The apartment stretched wide and deliberate. With its clean lines, minimal furniture, steel and glass softened by muted textures. It should have felt cold and impersonal. The kind of place built to impress rather than comfort. 

I used to think I would hate interiors like this, having spent most of my life surrounded by beautiful, sprawling Italian architectures. 

But Alex had a way of altering these spaces without changing them.

The lighting was warmer than it needed to be. The seating closer than required. Subtle adjustments that made the sharp architecture feel...inviting. As if the space itself was drawing me in, instead of keeping its distance.

"You're home early," Alex said, not bothering to mask the sarcasm in his voice.

I turned my head, and forgot whatever retort I had prepared.

He was walking toward me in nothing but black boxer briefs, skin still damp from the shower, droplets trailing down the hard planes of his chest. His hair was darker like this, pushed back carelessly as if he hadn't bothered to dry it properly. He moved with the quiet confidence of a man who owned every room he stepped into.

"I could say the same to you," I replied softly.

He leaned down as he passed, pressing a slow, lingering kiss to my cheek before continuing toward the kitchen.

"Are you hungry?" he asked casually. 

My eyes traced the width of his back, the defined muscles shifting beneath his skin as he reached for a glass. A faint line ran down the center of his spine, disappearing beneath the waistband of his briefs. My throat tightened.

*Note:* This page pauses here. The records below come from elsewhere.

PR #980, opened 2022-11-04
LTD-2967-error-registration 

depsiatwal:


exporter/core/middleware.py
```diff
@@ -1,13 +1,46 @@
...
+        if request.path == reverse("auth:logout"):
+            return self.get_response(request)
+        if not request.path == reverse("core:register_an_organisation_confirm"):
+            # Check if the user is allowed to make API calls and logged in
+            if request.authbroker_client.token and request.session.get("user_token"):
+                if self.is_organisations_in_status(request, OrganisationStatus.REVIEW):
+                    # An application is still in review
+                    return redirect(reverse("core:register_an_organisation_confirm") + "?animate=True")
+        # If the user doesn't have a LITE account don't allow them to homepage since they need to register
+        if request.path == reverse("core:home"):
```
kevincarrogan, line 30: Why do we check just for the home page here? Doesn’t this logic actually hold true for all pages really?

exporter/templates/layouts/base.html
```diff
@@ -61,7 +61,6 @@
 							</span>
 						</a>
 					</div>
-					{% if not user_in_limbo %}
```
kevincarrogan, line 64: What was this `user_in_limbo` for?

exporter/core/middleware.py
depsiatwal: possibly since this can impact the whole site i'm trying to minimise to where the problem exists atm 
other parts of the site are handled by LoginrequiredMixin but home page isn't hence why we checking here. 

Homepage doesn't check and starts making API calls when the user's registration hasn't been confirmed resulting in 403 permission issue which logs 'HAWK ERROR'

exporter/templates/layouts/base.html
depsiatwal: user_in_limbo is when a user has registered but their organisation is in review 

it's hiding the logout button I think by showing the logout button it will allow the user to clean out their session when things go wrong. Since a user is logged into GOV.UK there is now way to start fresh until session timeouts without logout

This can potentially stop endless loops when things do go wrong.

unit_tests/conftest.py
```diff
@@ -2,10 +2,17 @@
...
 
+from django.conf import settings
+
 from core import client
 from core.constants import OrganisationDocumentType
 
 
+@pytest.fixture(autouse=True)
+def setup():
+    settings.HAWK_AUTHENTICATION_ENABLED = False
```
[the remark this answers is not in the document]
depsiatwal: Most of the tests only appear to work when HAWK_AUTHENTICATION_ENABLED=False
I've now set this to true in my config since I think it's good practice to have it on locally. 

Eventually we should default to true in our templates (pending DEV Meeting discussion)

unit_tests/exporter/core/test_middleware.py
```diff
@@ -63,3 +67,71 @@ def test_service_error_handler_service_error_with_debug(rf, mocker, caplog, sett
...
+    request = rf.get("/")
+    request.authbroker_client = mock.Mock()
+    request.authbroker_client.token = {"access_token": "test"}
+    request.authbroker_client.get = mock.Mock()
+    request.session = {"user_token": "xyz"}
+    get_response = mock.Mock(return_value=Response())
+    mock_get_user.return_value = {"organisations": [{"status": {"key": "in_review"}}]}
+    # Instantiate and call the middleware
+    instance = OrganisationRedirectMiddleWare(get_response)
+    # We should get a 200 use to allowed to log out
```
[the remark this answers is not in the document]
depsiatwal: ahh damn c&p removed

kevincarrogan (approved):

PR #982, opened 2022-11-08
 LTD-2894-shift-generic-fields-to-GoodOnApplication 

depsiatwal:


depsiatwal:
The following fields have changed in API.
            "is_onward_exported"
            "is_onward_altered_processed"
            "is_onward_altered_processed_comments"
            "is_onward_incorporated"
            "is_onward_incorporated_comments"

Added to firearm_details originally which is an extension of good when an item is a firearm.  When adding non-firearm products during C5 it became these transparent these fields are require for other products also. In addition these fields can be set each time a good is added to any application. Hence they were added to 'GoodOnApplication' 

These PR shifts the firearms fields from "Goods" and shifts them to GoodOnapplication as the fields are removed. The UI has changed so that they are set/saved using the relevent payload. 

There's also an accompanying  PR that migrates the values and removes the fields.

exporter/applications/views/goods/firearm/views/edit.py
```diff
@@ -706,14 +705,17 @@ class FirearmProductOnApplicationSummaryEditOnwardAltered(BaseGoodOnApplicationE
     form_class = ProductOnwardAlteredProcessedForm
 
     def get_initial(self):
-        return get_onward_altered_processed_initial_data(self.good_on_application["firearm_details"])
+        return get_onward_altered_processed_initial_data(self.good_on_application)
+
+    def get_edit_payload(self, form):
+        return get_cleaned_data(form)
```
currycoder, line 711: What does this do?

currycoder (approved):

exporter/applications/views/goods/firearm/views/edit.py
depsiatwal: it gets key value pairs for the form

Reason why it's here is because there's a base class implementation which it overrides.

PR #986, opened 2022-11-09
LTD-2990-enable-hawk 

depsiatwal:


sekharpanja (approved):

unit_tests/conftest.py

"Not really," I murmured. 

He paused, then glanced at me over his shoulder, catching me staring.

A slow, knowing smile curved his mouth. 

"Let me guess," he said, his voice dropping lower. "You're not hungry."

He turned fully now, stalking back toward me, gaze darkening with intent. 

"You're starving."

My lips curved slowly. "It's hard not to starve when you walk around looking like that, husband."

He crossed the distance between us without another word. 

My handbag slipped from my fingers and hit the floor with a dull thud just as his arms slid around my waist, firm and possessive, pulling me flush against him. Solid and unyielding.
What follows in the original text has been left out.